Wednesday, June 15, 2016

My heart is heavy.  It is full of weight.  It is full of burden.  Burden for others and burden for myself.

I am saddened by the hatred, selfishness, inconsiderate behavior of others.  I am sad for those that have lost something so dear to them.  The overwhelming sense of loss for me is in no way even close to that of those whose family, loved ones and friends were lost in Orlando on Sunday.  The person that decided, planned, and carried out atrocities on innocent persons was sick.  He was psycho, mentally unstable, NOT human.

Humanity is all of us at some point, on some level.  Crazy is what kills.  Wounded, hurting is what drives others to lash out.  Frustration, conflict, lack of peace is what pushes us to act in a manner that is not kind, understanding, or even humane.  SELFISHNESS is what interferes with true love.  Lack of consequence is what perpetuates bad behavior.  Crazy is what kills.

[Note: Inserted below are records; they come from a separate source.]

PR #6003, opened 2024-10-29
feat: Add slack notification support for reports

AdityaHegde:
- [x] Add slack user and channel inputs to create.
- [x] Fix slack notification. (https://github.com/rilldata/rill/pull/6005)
- [x] Add slack user and channel to metadata.
- [x] Add slack user and channel inputs to edit.
- [x] Get feedback on design, the form is too long. Perhaps we can use the new multi entry input used in user invite? (Switched to MultiInput along with using superforms)


web-common/src/features/scheduled-reports/utils.ts
```diff
@@ -17,3 +67,93 @@ export function getDashboardNameFromReport(
...
+  return mappedEntries as {
+    [KEY in K]: string;
+  }[];
+}
+
+function mapAndAddEmptyEntryV2(entries: string[] | undefined) {
+  const finalEntries = entries ? [...entries] : [];
+  finalEntries.push("");
+  return finalEntries;
+}
```
ericpgreen2, line 159: Do we need to add an empty entry? It'd be simpler if we didn't.

web-common/src/features/scheduled-reports/utils.ts
```diff
@@ -17,3 +67,93 @@ export function getDashboardNameFromReport(
     null
   );
 }
+
+export function extractNotification(
```
ericpgreen2, line 71: "extract" seems like the wrong verb here

ericpgreen2, line 71: I only see this function called once, it doesn't use the `userEmail` parameter, and it only uses `isEdit=true`, so we could remove those two parameters? Or we could consolidate and use `extractNotificationV2`.

web-common/src/features/scheduled-reports/utils.ts
```diff
@@ -1,5 +1,55 @@
...
+    timeZone: reportSpec?.refreshSchedule?.timeZone ?? getLocalIANA(),
+    exportFormat: reportSpec
+      ? (reportSpec?.exportFormat ?? V1ExportFormat.EXPORT_FORMAT_UNSPECIFIED)
+      : V1ExportFormat.EXPORT_FORMAT_CSV,
+    exportLimit: reportSpec
+      ? reportSpec.exportLimit === "0"
+        ? ""
+        : reportSpec.exportLimit
+      : "",
+    ...extractNotificationV2(reportSpec?.notifiers, userEmail, !!reportSpec),
```
ericpgreen2, line 48: `getNotificationValues` could be a better name

web-common/src/features/scheduled-reports/ScheduledReportDialog.svelte
```diff
@@ -52,124 +47,101 @@
...
-            getRuntimeServiceGetResourceQueryKey($runtime.instanceId, {
-              "name.name": reportName,
-              "name.kind": ResourceKind.Report,
-            }),
-          );
-        }
+        },
+      });
 
+      if (reportSpec) {
```
ericpgreen2, line 102: Nit: it looks like an explanatory variable `const isEditForm = !!reportSpec` could help both here and in line 118

ericpgreen2 (changes requested):
Design (cc @jkhwu) :
1. For the recipients input, can we make the label "Email recipients"? Else "recipients" and "users" look too similar.
    image
2. Can we have separate tags for "Email sent" and "Slack message sent"? In this case, there was no email sent, only a Slack message. In other cases, it's possible for both an email and a Slack message to be sent.
    image

web-common/src/features/scheduled-reports/utils.ts
AdityaHegde: Moving this back to alerts. It is till using the old forms lib. We can merge them once we move it to superforms.

web-common/src/features/scheduled-reports/utils.ts
AdityaHegde: The empty entry is what is edited. It is mainly to support submit without needing to convert the currently being edited entry to a pill explicitly.

web-common/src/features/scheduled-reports/utils.ts
AdityaHegde: We extract the slack and email related fields from then notifiers array.

web-common/src/features/scheduled-reports/utils.ts
```diff
@@ -17,3 +67,93 @@ export function getDashboardNameFromReport(
     null
   );
 }
+
+export function extractNotification(
+  notifiers: V1Notifier[] | undefined,
```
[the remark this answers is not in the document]
AdityaHegde: Moved back to alerts with no changes.

web-common/src/features/scheduled-reports/utils.ts
```diff
@@ -17,3 +67,93 @@ export function getDashboardNameFromReport(
...
+    slackChannels,
+    slackUsers,
+
+    enableEmailNotification: isEdit ? !!emailNotifier : true,
+    emailRecipients,
+  };
+}
+
+export function extractNotificationV2(
+  notifiers: V1Notifier[] | undefined,
```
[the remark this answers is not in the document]
AdityaHegde: This is a single function that handles both new and edit use case.

AdityaHegde:
1. Done.
2. A generic `Report sent` is better IMO. If one of them fails to send we should get an error and show that instead.

web-common/src/features/scheduled-reports/ScheduledReportDialog.svelte
```diff
@@ -52,124 +47,102 @@
...
-              "name.name": reportName,
-              "name.kind": ResourceKind.Report,
-            }),
-          );
-        }
+        },
+      });
 
+      const isEdit = !!reportSpec;
+      if (isEdit) {
```
ericpgreen2, line 103: For clarity, this `isEdit` variable could be used in more places throughout this file – wherever there's a ternary based on `reportSpec`

ericpgreen2 (approved):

How does the brain and conscience get disconnected to the point of cold blooded murder?  What evil lurks and infests the psyche to the depth of destruction.  What feeling propelled him to purchase, plan, and promote himself to life-taker.  How did a thought turn into a fantasy?  How did he get so far off base?

The questions:  What did it feel like to be trapped in there?  What was it like to be shot at and hit?  What were they thinking as they lay there suffering?  Who had the thought to ambush the terrorist?  Why couldn't they ban together and overtake him?  God I pray for those moments that people were in total fear, shock, pain.  I pray for those moments to be redeemed.  I pray for those moments to enable those of us left behind to be intentional about loving others.  For every person that suffered may I show love to 1 person.  For every person that perished, may I speak life to someone defeated. For every family that is missing a loved one, may I cherish one member of my family and tell them how much they are loved.

Many are unlovable.  That's why I need Jesus.  I need to be taught to love.  I need to love as He loves.
Give me your eyes Jesus.  Give me your compassion Jesus.  Give me your eyes to see those who needs your love.  I need strength to be able to do this.  I need understanding.  I need to practice love.